2) If I and the upstream are both looking at a file that was generated by Github then the Sha may match, but that doesn't prove we weren't both owned by Github.

Perhaps what I am missing is that this isn't part of a reproducible build scenario. There's no attempt to ensure that the file Github had built is the one I would build with the same starting point.

blueflow · on Jan 31, 2023

If you trust your upstream, then the checksum is enough. If you don't trust your upstream, its sort of an RCE anyways.

IanCal · on Jan 30, 2023

I think the reproducible build part is about projects that depend on these outputs. The goal is ensuring you and I have both pulled exactly the same dependencies.

Zababa · on Jan 31, 2023

They're all waiting for your pull requests.

naikrovek · on Jan 30, 2023

the change was to git, not GitHub.

nick__m · on Feb 4, 2023

Sorry, I missread the Github annonce and incorrectly interpreted it.

pxc · on Jan 30, 2023

Nixpkgs' so-called binary cache actually also caches source tarballs. Any Nix users out there who ran updates during the change?

Did cache hits save you? Did cache misses break your builds?

anderskaseorg · on Jan 30, 2023

Nixpkgs’s fetchFromGitHub function hashes the contents of GitHub archives after unpacking, so it’s unaffected.

pxc · on Jan 31, 2023

I should have remembered this! Nixpkgs committers are consistently mindful of things like this in code reviews.

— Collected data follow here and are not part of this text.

PR #886, opened 2020-04-17
fix-NXP-28895-retentionRuleDuration

nmpcunha:


addons/nuxeo-retention/document/retentionrule/nuxeo-retentionrule-create-layout.html
```diff
@@ -220,6 +220,19 @@
          */
         document: Object,
       },
+
+      validate() {
+        const years = this.shadowRoot.querySelector('nuxeo-input[name="years"]');
+        const months = this.shadowRoot.querySelector('nuxeo-input[name="months"]');
+        const days = this.shadowRoot.querySelector('nuxeo-input[name="days"]');
+        if (parseInt(years.value, 10) + parseInt(months.value, 10) + parseInt(days.value, 10) === 0) {
```
RSalem07, line 228: I am wondering if we can use a third library like `moment.js` (if available on 10.10) and we also ensure that the date will be in the future:

thing like:

`console.log(moment().day(0).month(0).year(2022).diff(new Date()));`
https://momentjs.com/docs/#/displaying/difference/

nmpcunha: See your point, but not sure if worths the effort.
These inputs represent the _number of years_ and not the _year_ (same for months and days).
This means that we would need to do something like: 
```
moment().add(years.value, 'years').add(months.value, 'months').add(days.value, 'days').diff(moment()) // or "new Date()"
```

Not sure if easier to read or not, but it is possible and does the work.
Conceptually, we are not validating dates, but three integer inputs and, at least one, must be greater than zero. I would be ok with any of the approaches 🤷‍♂️

andreacornaglia: is there a possibility that there is no value or that the user inputs something that is not a number and makes the parseInt fail?

addons/nuxeo-retention/document/retentionrule/nuxeo-retentionrule-edit-layout.html
```diff
@@ -220,6 +220,19 @@
...
+      validate() {
+        const years = this.shadowRoot.querySelector('nuxeo-input[name="years"]');
+        const months = this.shadowRoot.querySelector('nuxeo-input[name="months"]');
+        const days = this.shadowRoot.querySelector('nuxeo-input[name="days"]');
+        if (parseInt(years.value, 10) + parseInt(months.value, 10) + parseInt(days.value, 10) === 0) {
+          years.invalid = true;
+          months.invalid = true;
+          days.invalid = true;
+          return false;
+        }
```
andreacornaglia, line 233: should we possibly have a validation module so we make sure the checks are all consistent?

addons/nuxeo-retention/document/retentionrule/nuxeo-retentionrule-create-layout.html
nelsonsilva: we should just check if they're all equal to zero and drop the date math ;)

nmpcunha: Fair enough, @nelsonsilva! 😂 

@andreacornaglia , there is always chance to break stuff, specially in JS 🙂 
But if you look to the layout, we are using `nuxeo-input` with well defined properties that should help us on that. 😉

addons/nuxeo-retention/document/retentionrule/nuxeo-retentionrule-edit-layout.html
nmpcunha: Can you please elaborate a little bit more? 🤔

PR #892, opened 2020-04-18
NXP-28953: add isrecord column in document listing

gcarlin:


gcarlin:
This property is present independently of the addon installation, hence why Ive added it

gcarlin:
To follow up:

- This property in on the system schema, so not dependent of the addon installation
- This property is fundamental for people using the Retention addon (this is the first point I've noticed)
- The column is hidden, so it is only about giving a way to the users to display it (too tricky to implement)
- There are plenty of properties in the default document listing which are never used by our clients (`dc:nature`, `dc:subjects`, `dc:coverage`)

elements/nuxeo-results/nuxeo-default-results.js
```diff
@@ -217,6 +217,16 @@ Polymer({
...
           </template>
         </nuxeo-data-table-column>
+        <nuxeo-data-table-column
+          name="[[i18n('documentContentView.datatable.header.isRecord')]]"
+          field="ecm:isRecord"
+          hidden
+          flex="60"
+        >
+          <template>
+            <paper-checkbox disabled checked="[[item.properties.ecm:isRecord]]"></paper-checkbox>
```
andreacornaglia, line 227: note that this is not working because ecm:isRecord is not available on the API response. It is actually returned as item.isRecord

PR #897, opened 2020-04-21
NXP-28846: replace doctype icons

carolinagouveia:


RSalem07:
cool  stuff :). Just wondering about adding a new line at the end of each file. I am not sure about the rule on web-ui repo (on platform what we do is adding a new separate commit to clean things and add the missing break line at the end of each file)

PR #901, opened 2020-04-28
NXP-28446: Use Platform Helm Chart for Preview

doulba:
Update WebUI helm chart dependencies

 - use https://github.com/nuxeo/nuxeo-helm-chart

### DIFF
--- a/charts/preview/values.yaml
+++ b/charts/preview/values.yaml
@@ -3,6 +3,7 @@ expose:
     helm.sh/hook: post-install,post-upgrade
     helm.sh/hook-delete-policy: hook-succeeded
   config:
+    # add tls configuration
     domain: webui.dev.nuxeo.com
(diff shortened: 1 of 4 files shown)


charts/preview/values.yaml
```diff
@@ -18,28 +19,35 @@ cleanup:
...
+      labels:
+        branch: "$BRANCH_NAME"
+        team: webui
+        resource: service
+        usage: preview
+    image:
+      repository:
+      tag:
+      pullPolicy: Always
+    packages: nuxeo-dam nuxeo-web-ui-$PREVIEW_VERSION
```
nmpcunha, line 44: Not sure if we need `nuxeo-dam` since it is already part of Platform and Web UI.

doulba: will be removed certainly

PR #902, opened 2020-04-28
Nxp 28939 improvement split retention starting point prop

RSalem07:
PR open manually, related to the platform part: https://github.com/nuxeo/nuxeo/pull/3978

T&P In Progress: https://qa.nuxeo.org/jenkins/job/master/job/web-ui-saouana/9/


RSalem07:
I think we can squash the two commit, I left them separated because on `10.10` it was the case but on `10.10` the two repo (web-ui/platform) are separated. @nmpcunha wdyt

clhodapp · on Jan 30, 2023

I could be wrong but believe that nix should be safe for the most part because it does a recursive hash of the stuff it cares about on the extraction of these archives.

jkachmar · on Jan 30, 2023

didn’t realize this had happened until i logged off of my work computer & saw someone had shared this thread in a group chat.

looks like we were completely unaffected, as no one made any updates to derivations referencing GitHub sources in a way that invalidated old entries (i.e. no version bumps, new additions, etc.).